Mist jetze wollt ich mir mal Videos von deiner Site saugen und geht nix... ich wollt mal gucken was denn iner City so anspruchslos ist?

uninteressant hmm naja manchmal muß ich auchmal Naturtrialvideos angucken aber viele sind wirklich uninteressant. Fahr abermal aufm Wettkampf da wirst schnell entdecken das der Reiz darin liegt besser als der Andere zu sein! Alle leute die einmal bei nem Wettkampf waren sind irgednwann kurz danach mitgefahren. damals da bin ich so gefahren wohw was hohes Hochgesprungen geil nu klettere ich wieder runter oder umgedreht. Aber das is irgendwie langweilig oder?

Probiers mal aus und stell ncih solche Vorurteile auf!

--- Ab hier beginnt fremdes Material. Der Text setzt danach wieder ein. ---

PR #3035, opened 2016-05-31
Region needs to detach previous html if there is no view

paulfalgout:
If a region had html in it on it's first show, the new view would get appended to the preexisting html.

This fix also makes a convienent place to override the jQuery detach

### DIFF
--- a/src/region.js
+++ b/src/region.js
@@ -196,11 +196,16 @@ const Region = MarionetteObject.extend({
 
   // Destroy the current view, if there is one. If there is no current view, it does
   // nothing and returns immediately.
-  empty(options) {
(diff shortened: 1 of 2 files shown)


ahumphreys87:
good catch. Just needs a test to prove the bug then 👍

paulfalgout:
Tests that fail without `allowMissingEl: true`
- Behaviors behavior UI within a layout "before each" hook for "should call onBeforeAttach"
- region when removing a region "before each" hook for "should be removed from the view"
- layoutView manipulating regions should trigger correct region remove events

ahumphreys87:
👍

denar90:
👍

PR #3040, opened 2016-06-02
Add auto deploy for www

denar90:
### Proposed changes
 -  changed travis build, after creating tag latest build for www will be refreshed.

Link to the issue:
https://github.com/marionettejs/marionettejs.com/issues/456

### DIFF
--- a/.travis.yml
+++ b/.travis.yml
@@ -27,3 +27,12 @@ install:
   - curl -L https://rawgit.com/marionettejs/travis-ci-setup/master/ci.sh | bash
 after_success:
   - if [[ $MAINRUN == true ]]; then npm run-script coverage; fi
+before_deploy:
+  - npm install travis-ci
+deploy:
+  provider: releases
+  api_key: $GH_TOKEN
+  on:
+    tags: true
+after_deploy:
+  - node trigger-deploy-mn-com.js
--- a/trigger-deploy-mn-com.js
+++ b/trigger-deploy-mn-com.js
@@ -1,0 +1,32 @@
+var Travis = require('travis-ci');
+var repo = 'marionettejs/marionettejs.com';
+var travis = new Travis({
+  version: '2.0.0',
+  headers: {
+    'User-Agent': 'Travis/1.0'
+  }
+});
+
+travis.authenticate({
+  github_token: process.env.GH_TOKEN
+}, function (err, res) {
+  if (err) {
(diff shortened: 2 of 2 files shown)


scott-w:
I think this is excellent, I'm a huge fan of auto-deploy on build 👍

paulfalgout:
What are the steps for setting up the token?

scott-w:
Does Travis have support for things like environment variables? I know for CircleCI I store the keys/passwords in the config on the server (outside the repo) and just load them in the deploy step.

denar90:
Yeap, just need to add `GH_TOKEN` to Env variables.

paulfalgout:
Alright. 👍   I added the `GH_TOKEN`  

Someone confident enough to merge this in and fix the website if it breaks can merge it :-D

scott-w:
@jdaudier @denar90 We should book some time we can collectively dedicate to rolling this change out, checking it and a plan for fixing it before too many people notice if things go wrong ;)

scott-w:
Just thought I'd chase this up. I'm off work all next week so I can make some time to push this out. My plan to do so is:

1. Merge this change
2. Go through every page on the website
3. Count the number of non-working pages
4. If we're below the threshold, fix those pages and roll another change
5. If we go above the threshold, run a revert commit

Reverting this may require us to manually roll-back the website, however, so I'd need access to do that. I don't know enough about where/how it's hosted.

denar90:
The main problem is about testing this feature. To run this script we have to create some test tag in scope of `backbone.marionette` repository. But it can be rough to delete this tag because of `jsdelivr`. We have to find the way hot to delete versions tagged version from `jsdelivr` and after that test it. 
@ahumphreys87 please correct me if I'm wrong.

These changes don't do any commits to any repos. This functionality just triggering `Travis CI` build for our www.
About rolling back our www it's not a problem at all.  We have to just click reload build process in `Travis CI` if something goes wrong.
I'm really eager to merge this stuff but we have to be confident that we can test it immediately.

scott-w:
I'm happy to do the testing myself. Like I say, I've off work all week, so I could make some time tomorrow to go through the docs and make sure everything works fine.

denar90:
Cool. Just ping me if you get some question.

scott-w:
Will do 👍

denar90:
🎉

PR #3042, opened 2016-06-03
Remove var from code

denar90:
### Proposed changes
 - make Mn consistent with using `var`, `const`, `let`. Somewhere we have only const/let, somewhere var/const, somewhere only var. I propose to refuse `var` at all and use only const/let.

### DIFF
--- a/src/backbone.marionette.js
+++ b/src/backbone.marionette.js
@@ -45,8 +45,8 @@ import {
   triggerMethodOn
 } from './trigger-method';
 
-var previousMarionette = Backbone.Marionette;
-var Marionette = Backbone.Marionette = {};
+const previousMarionette = Backbone.Marionette;
+let Marionette = Backbone.Marionette = {};
 
 // This allows you to run multiple instances of Marionette on the same
 // webapp. After loading the new version, call `noConflict()` to
--- a/src/backbone.marionette.js
+++ b/src/backbone.marionette.js
@@ -46,7 +46,7 @@ import {
 } from './trigger-method';
 
 const previousMarionette = Backbone.Marionette;
-let Marionette = Backbone.Marionette = {};
+const Marionette = Backbone.Marionette = {};
 
 // This allows you to run multiple instances of Marionette on the same
 // webapp. After loading the new version, call `noConflict()` to
--- a/src/behavior.js
+++ b/src/behavior.js
@@ -102,7 +102,7 @@ const Behavior = MarionetteObject.extend({
   getEvents: function() {
     // Normalize behavior events hash to allow
     // a user to use the @ui. syntax.
-    let behaviorEvents = this.normalizeUIKeys(_.result(this, 'events'));
+    const behaviorEvents = this.normalizeUIKeys(_.result(this, 'events'));
 
     // binds the handler to the behavior and builds a unique eventName
     return _.reduce(behaviorEvents, function(events, behaviorHandler, key) {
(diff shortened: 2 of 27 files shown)


src/backbone.marionette.js
```diff
@@ -45,8 +45,8 @@ import {
   triggerMethodOn
 } from './trigger-method';
 
-var previousMarionette = Backbone.Marionette;
-var Marionette = Backbone.Marionette = {};
+const previousMarionette = Backbone.Marionette;
+let Marionette = Backbone.Marionette = {};
```
paulfalgout: This can also be `const` I think?

src/behavior.js
```diff
@@ -102,7 +102,7 @@ var Behavior = MarionetteObject.extend({
   getEvents: function() {
     // Normalize behavior events hash to allow
     // a user to use the @ui. syntax.
-    var behaviorEvents = this.normalizeUIKeys(_.result(this, 'events'));
+    let behaviorEvents = this.normalizeUIKeys(_.result(this, 'events'));
```
paulfalgout: I think `const` works here.. assuming `_.reduce` is immutable.

src/error.js
```diff
@@ -5,9 +5,9 @@ import _      from 'underscore';
 import extend from './utils/extend';
 import {version} from '../package.json';
 
-var errorProps = ['description', 'fileName', 'lineNumber', 'name', 'message', 'number'];
+const errorProps = ['description', 'fileName', 'lineNumber', 'name', 'message', 'number'];
 
-var MarionetteError = extend.call(Error, {
+let MarionetteError = extend.call(Error, {
```
paulfalgout: I think `const` works here

src/mixins/regions.js
```diff
@@ -89,9 +89,9 @@ export default {
   },
 
   _buildRegionFromObject: function(definition) {
-    var RegionClass = definition.regionClass || this.regionClass;
+    const RegionClass = definition.regionClass || this.regionClass;
 
-    var options = _.omit(definition, 'regionClass');
+    let options = _.omit(definition, 'regionClass');
```
paulfalgout: I think `const` works here.  Since options is an object the "constant" is just the reference to the object.

src/mixins/regions.js
```diff
@@ -151,7 +151,7 @@ export default {
   // Empty all regions in the region manager, but
   // leave them attached
   emptyRegions: function() {
-    var regions = this.getRegions();
+    let regions = this.getRegions();
```
paulfalgout: I think `const` works here

src/object.js
```diff
@@ -16,7 +16,7 @@ const ClassOptions = [
 
 // A Base Class that other Classes should descend from.
 // Object borrows many conventions and utilities from Backbone.
-var MarionetteObject = function(options) {
+let MarionetteObject = function(options) {
```
paulfalgout: I think `const` works here

src/template-cache.js
```diff
@@ -7,7 +7,7 @@ import MarionetteError from './error';
 
 // Manage templates stored in `<script>` blocks,
 // caching them for faster access.
-var TemplateCache = function(templateId) {
+let TemplateCache = function(templateId) {
```
paulfalgout: I think `const` works here

paulfalgout:
Nice!  Just had a few questions about some `let`s

denar90:
Good points. Thanks.

scott-w:
Excellent stuff, I'm a fan!

PR #3046, opened 2016-06-05
emptyView can accept a function that returns a view

paulfalgout:
In reviewing the documentation for v3's `CollectionView` this seemed to be fairly inconsistent.  It is also a moderately small change.  I'm fiddling with the `CollectionView` docs now on another branch, and if this is accepted I can make the doc updates there or it can be done in a subsequent PR.

This removes the need for `getEmptyView`

This makes they `emptyView` API match the `childView`

### DIFF
--- a/src/collection-view.js
+++ b/src/collection-view.js
@@ -350,7 +350,7 @@ const CollectionView = Backbone.View.extend({
   // Internal method to show an empty view in place of a collection of child views,
   // when the collection is empty
   _showEmptyView() {
-    const EmptyView = this.getEmptyView();
+    const EmptyView = this._getEmptyView();
 
     if (EmptyView && !this._showingEmptyView) {
       this._showingEmptyView = true;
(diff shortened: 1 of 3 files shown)


scott-w:
I'm wondering whether this could be called in a number of instances:

1. The collection initializes to empty
2. The collection is updated from populated to empty
3. When a `sync` completes - the populated was empty before and is still empty

My thinking behind 3 is to allow the `emptyView` method to return a loading spinner or "there is nothing here" message depending on whether the fetch request completes.

paulfalgout:
@scott-w yeah probably could. To some degree this would be possible now with `getEmptyView` in v2.  But in v3 we removed `getChildView` and replaced it with `childView` accepting a function, but didn't follow that pattern for `emptyView`  This PR is more for consistency than it is a new feature, but if there's a use-case to achieve here, we can certainly do it.. But mainly I'm focused on making v3 clean before launch more than accounting for anything new.

scott-w:
Fair enough, I'm just musing aloud at this point. Looks like a solid change overall.

JSteunou:
Good call! :+1:

denar90:
👍

Issue #3045, opened 2016-06-05
v3 childViewEvents destroy events can't trigger destroy


paulfalgout:
This API worked in v2 but not in v3-pre.4

https://jsfiddle.net/599dtsb7/9/

denar90:
Found the problem. So when [destroy](https://github.com/marionettejs/backbone.marionette/blob/next/src/mixins/view.js#L172) is calling it's calling region `empty` method which is deleting [view._parent](https://github.com/marionettejs/backbone.marionette/blob/next/src/region.js#L223).
So when `_triggerEventOnParentLayout` was called childView doesn't have parent so all [this](_triggerEventOnParentLayout) logic which is responsible for `childViewEvents` wasn't run.

paulfalgout:
Yep you are correct.  A possible solution is to move the view._parent deletion until after the empty event is triggered, but I haven't tried that yet

denar90:
What do you think about [this](https://github.com/denar90/backbone.marionette/blob/ffa8dbe2e38f775f951fe1e8f3b88959cd723199/src/region.js#L286-L288) solution?

denar90:
.. should be `delete this.currentView._parent`

paulfalgout:
Oh I don't think the regions destroy is part of this.  In fact a region currently is almost never destroyed.  Something that I think should change in the future.

denar90:
fixed by #3049

PR #3049, opened 2016-06-06
delete view._parent after destroying view

denar90:
### Proposed changes
 - `delete view._parent` should be after `destroy` because when [destroy](https://github.com/marionettejs/backbone.marionette/blob/next/src/mixins/view.js#L172) is calling, it's calling region `empty` method which is deleting [view._parent](https://github.com/marionettejs/backbone.marionette/blob/next/src/region.js#L223).
So when `_triggerEventOnParentLayout` was called childView doesn't have parent so all [this](_triggerEventOnParentLayout) logic which is responsible for `childViewEvents` wasn't run.

Link to the issue:
#3045

### DIFF
--- a/src/region.js
+++ b/src/region.js
@@ -220,8 +220,6 @@ const Region = MarionetteObject.extend({
       this._removeView(view, options);
     }
 
-    delete view._parent;
-
     this.triggerMethod('empty', this, view);
     return this;
   },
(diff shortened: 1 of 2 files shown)


paulfalgout:
I think the most important part of this PR will be making a test to prove the solution.  I'm not certain that this change will fix the issue.  It seems like the delete is essentially happening at the same time.

paulfalgout:
👍

JSteunou:
@denar90 could you squash your commits please?

paulfalgout:
Github will let you squash on merge now fwiw

JSteunou:
Hoooo that's a very nice feature!

JSteunou:
Loving it! I already forgot how to do it in command line :D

Ich sage ehmal das die guten Citytrialer auch Wettkämpfe fahren oder schonmal gefahren sind, wenigstens einmal. Welcher Citytrialer keinen gefahren ist oder abgebrochen hat weilers nicht gebacken bekommen hat ist inner City... naja ich will jetze keinen vonner seite anmachen oderso! Macht wie ihr denkt! 

Ronny


----------



## MTB-News.de




----------



## ChrisKing (16. November 2002)

@ ey le an 
Regen is ********... unter der Überdachung bin ich auch schon mal gefahren, is geil. Kisten, Paletten, Kabeltrommeln.. 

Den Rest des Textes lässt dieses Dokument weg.